Cuando la actividad física es parte de uno
Estamos llegando a la víspera de un año que pareciera por momentos, que vino para sanar un poco los golpes de uno anterior, que sin dudas pego… ¡Y de qué manera!
Más allá de lo anecdótico del comienzo de una pandemia, las historias siguen ahí, un poco guardadas, un poco dormidas, tal vez un poco olvidadas… Pero como las historias de los personajes Ramallenses, sacan de mí la mejor de las sensaciones a la hora de contarlas, acá estoy para ser un poco feliz, imaginándolos mientras siguen mis líneas… ¡Sí! ¡Tal vez es hora de la terapia!, o tal vez sea una de la mejor manera para sentir que vale la pena estar vivo, como dijo Héctor Alterio.
No es casualidad que comenzara la nota con la palabra golpes, el personaje de hoy, ha recibido muchos, y sin dudas ha dado otros tantos, y no lo expreso desde un lugar figurativo o implícito sino desde la literalidad misma.

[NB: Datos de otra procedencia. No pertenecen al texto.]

PR #3107, opened 2023-03-17
Unified className

azidar:
### Contributor Checklist

- [ ] Did you review?

### DIFF
--- a/core/src/main/scala/chisel3/Aggregate.scala
+++ b/core/src/main/scala/chisel3/Aggregate.scala
@@ -1180,14 +1180,6 @@ abstract class Record extends Aggregate {
 
   def elements: SeqMap[String, Data]
 
-  /** Name for Pretty Printing */
-  def className: String = try {
-    this.getClass.getSimpleName
-  } catch {
-    // This happens if your class is defined in an object and is anonymous
-    case e: java.lang.InternalError if e.getMessage == "Malformed class name" => this.getClass.toString
-  }
-
   private[chisel3] override def typeEquivalent(that: Data): Boolean = that match {
     case that: Record =>
       this.getClass == that.getClass &&
@@ -1322,15 +1314,10 @@ abstract class Bundle extends Record {
       "Please see https://github.com/chipsalliance/chisel3#build-your-own-chisel-projects."
   assert(_usingPlugin, mustUsePluginMsg)
 
-  override def className: String = try {
-    this.getClass.getSimpleName match {
-      case name if name.startsWith("$anon$") => "AnonymousBundle" // fallback for anonymous Bundle case
-      case ""                                => "AnonymousBundle" // ditto, but on other platforms
-      case name                              => name
-    }
-  } catch {
-    // This happens if you have nested objects which your class is defined in
-    case e: java.lang.InternalError if e.getMessage == "Malformed class name" => this.getClass.toString
+  override def className: String = super.className match {
+    case name if name.startsWith("$anon$") => "AnonymousBundle" // fallback for anonymous Bundle case
+    case ""                                => "AnonymousBundle" // ditto, but on other platforms
+    case name                              => name
   }
 
   /** The collection of [[Data]]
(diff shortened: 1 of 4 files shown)


mwachs5 (commented):
Should we add some test cases for this?
And cover something like:

* Anonymous Class
* Class inside an Object
* Anonymous extended class val foo = new Module(){...}
* ...? Anything else?

src/test/scala/chiselTests/naming/ClassNameSpec.scala
```diff
@@ -0,0 +1,103 @@
...
+
+class ClassNameSpec extends ChiselFunSpec with Utils {
+  object DynamicObject {
+    class MyDynamicRecord extends Record { val elements = SeqMap.empty }
+    class MyDynamicBundle extends Bundle
+    class MyDynamicModule extends Module
+  }
+
+  describe("(0) Dynamic declarations") {
+    it("(0.a): name of an dynamic class of Module is anonymous") {
```
mwachs5, line 27: how is this a test of anonymous? you provided the name MyDynamicModule...?

mwachs5: to me a test of anonymous would be something like:

val foo = new Module { val io = IO(...)} 
assert(foo.chiselClassName = ???)

src/test/scala/chiselTests/naming/ClassNameSpec.scala
```diff
@@ -0,0 +1,103 @@
...
+        val x = new StaticObject.MyStaticModule {}
+        assert(x.chiselClassName == "ClassNameSpec_Anon")
+        x
+      }
+    }
+    it("(2.b): name of an dynamic class of Record") {
+      ChiselStage.elaborate(
+        new Module {
+          val x = new StaticObject.MyStaticRecord {}
+          assert(x.chiselClassName == "")
```
mwachs5, line 90: why not AnonymousRecord?

src/test/scala/chiselTests/naming/ClassNameSpec.scala
```diff
@@ -0,0 +1,103 @@
...
+        }
+      )
+    }
+    it("(2.c): name of an dynamic class of Bundle") {
+      ChiselStage.elaborate(
+        new Module {
+          val x = new StaticObject.MyStaticBundle {}
+          assert(x.chiselClassName == "AnonymousBundle")
+        }
+      )
```
mwachs5, line 100: do we need any cases where the user deliberately overrides the name with the expected API(s)?

src/test/scala/chiselTests/naming/ClassNameSpec.scala
azidar: That's the current behavior. I just wanted to consolidate all the places we do class name reflection into one function, then we can change its behavior in a followup PR.

src/test/scala/chiselTests/naming/ClassNameSpec.scala
```diff
@@ -0,0 +1,103 @@
...
+          val x = new StaticObject.MyStaticRecord {}
+          assert(x.chiselClassName == "")
+        }
+      )
+    }
+    it("(2.c): name of an dynamic class of Bundle") {
+      ChiselStage.elaborate(
+        new Module {
+          val x = new StaticObject.MyStaticBundle {}
+          assert(x.chiselClassName == "AnonymousBundle")
```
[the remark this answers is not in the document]
azidar: Because that's the current behavior. I think a separate PR can propose a new, standard way of naming everything consistently.

src/test/scala/chiselTests/naming/ClassNameSpec.scala
azidar: No, because this is only querying the reflection name result. Other APIs can then use this to customize the name themselves (e.g. naming conflict resolution will append stuff).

Darío Fabián Pucheta, más conocido como “El Gallo Pucheta”, es un ex boxeador que ha llevado su nombre junto al de esta ciudad a diferentes puntos cardinales del planeta. Ganó 20 peleas, 11 por knockout, perdió 4, solo 1 por ko, y no empató en ninguna de sus presentaciones.
Su cualidad de aguerrido, su técnica y su contextura física, lo llevaron a EE.UU. como así también a Namibia, dejando atrás, las más de 100 peleas en el amateurismo. A sus 21 años decidió pasar al profesionalismo. Ganó un cinturón argentino y uno sudamericano, pero lo más importante, fue que peleó por los cinturones de la AMB (asociación mundial de boxeo) y de la OMB (organización mundial de boxeo), más allá de las presentaciones por el WBO & WBA International Superwelter.
Cuando se es adolescentes, por lo general, la firmeza no es tal, las dudas son partes esenciales en cada uno, los fantasmas del futuro avasallan cada oportunidad que tienen, pero ahí están los deseos para estabilizar… La seguridad de Darío a sus 18 años, lo llevó a entrenar y sentir el gusto de lo que significaba practicar este deporte.
Si bien él ya venía por ese rumbo gracias al profesorado de educación física, comenzó a limitarse en ciertas cosas para cuidar su carrera, aunque siente que no fue gran sacrificio y que sin dudas lo volvería a hacer.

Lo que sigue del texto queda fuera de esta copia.